Old Noble Blue
By Willjxn
My thoughts of past and future, presently ally,
As I find I’m dreaming, of memories gone bye.

Old pickup truck comes rattling up, to carry me away,
To times of fading yester-yore, where family work and play.


My mom and dad first greet me, with children not a few,
In Chevy truck, our family's haul, our friend, Old Noble Blue.


Many times on mountain trips, across The Great Divide,
Up and down the rocky roads, Old Blue, would give us ride,


Up sandstone desert roadways, all curved and tightly bent,
To Anasazi mesa lands, he’d make the steep ascent.


With camper shell strapped tightly, to his wood striped bed,
Through wooded streams and rivers, Old Blue would gladly head.


In Spring, a moldy load he’d take, of cow dung mixed with hay,
From the barn, with putrid smell, to mend the garden clay.


To summer’s flooded fields of grass, a rattling, he would go,
Or many a load of heavy bales, Old Blue would ably stow.


The cows in tow, they’d follow, Old Noble Blue along,
With hay for bait, to pastures green, and where the grass grows strong.

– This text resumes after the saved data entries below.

PR #757, opened 2020-12-18
fix: show campaigns with pending and future status in UI

dkoo:
### All Submissions:

* [x] Have you followed the [Newspack Contributing guideline](https://github.com/Automattic/newspack-plugin/blob/master/.github/CONTRIBUTING.md)?
* [x] Does your code follow the [WordPress' coding standards](https://make.wordpress.org/core/handbook/best-practices/coding-standards/) and [VIP Go coding standards](https://vip.wordpress.com/documentation/vip-go/code-review-blockers-warnings-notices/)?
* [x] Have you checked to ensure there aren't other open [Pull Requests](../../pulls) for the same update/change?

### Changes proposed in this Pull Request:

Current campaign UI only shows campaign posts that have `publish` and `draft` statuses. This would cause posts with the `pending` or `future` status to be dropped before being rendered in the UI.

This PR, along with https://github.com/Automattic/newspack-popups/pull/356, shows pending drafts under the "Draft" header and scheduled campaigns under the "Inactive" header, with a corresponding "Pending review" or "Scheduled" label for each.

Screen Shot 2020-12-18 at 3 36 46 PM

Closes https://github.com/Automattic/newspack-popups/issues/355.

### How to test the changes in this Pull Request:

1. On `master` for both this plugin and in Campaigns, create a new overlay or inline campaign and save it as a draft with the "Pending review" option enabled:

Screen Shot 2020-12-18 at 3 37 56 PM

2. ~Go to **Newspack > Campaigns** and observe that the campaign is not rendered anywhere.~ Because of https://github.com/Automattic/newspack-popups/pull/399, you'll actually see these campaigns in the list, but they'll appear as drafts.
3. Check out this branch and run `npm run build`.
4. In **Newspack > Campaigns** under the Campaigns tab confirm that you now see the pending campaign with the "Draft" color with a "Pending review" label.
5. Edit the campaign again. Change the publish date to some date in the future and click "Schedule" button to schedule it for future publishing (the pending option is automatically disabled with the `future` and `publish` statuses).
6. Refresh the **Newspack > Campaigns** page. Confirm that the campaign still appears with the "Draft" color with a "Scheduled" label.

There too, Old Blue would hold the fence, to mend it’s cow worn holes,
Stretching taut, a barbed wire knot, wrapped round the cedar poles.


In summer nights, in back of him, we’d take a splendid ride,
And laying there we’d watch the stars and see the moon unhide.


In fall, Old Blue would take a charge up mountain lanes to haul,
Aspen, pine, and cottonwood, to store for winter’s call.


In wild winter’s storming, Old Blue would kindly take,
Hay, for hungry cows and calves, to calm their bellyache.


In and out of bar-pits, Old Noble Blue would weave,
Teenage driving lessons, where dings, he’d there receive.


His sideboard often shuttled, friends with fangs and paws,
Where stowaways, in motions grip, would learn of Newton's Laws.


Old Noble Blue taught lessons, more prized than jewels or gold.
Like loyalty, and faithfulness, to gracefully grow old.


We learned, from Blue, the value of putting in hard work,
He’s taught us how to live life well, and labor, never shirk.


One day when I was home awhile to visit family,
I had the need to walk our land and look for clarity.


As I turned home, in evening light, I caught a word embossed,
In clay, in hay, in cow dung lay, the CHEVROLET thought lost.


Now hangs upon my garden fence in rusty faded hue,
A battered noble remnant, the tailgate of Old Blue.


No matter where we live our lives or where our paths will wend,
Or through God’s garden gates we go, so may our paths all end.


Old Noble Blue has tales to share and carry us along,
Though to our view he’s gone from us, his tailgate rattles on.


A trusting voice comes echoing, mid rattling tailgate bounce,
“Wake up, wake up, we’re nearing home!” I hear my dad announce.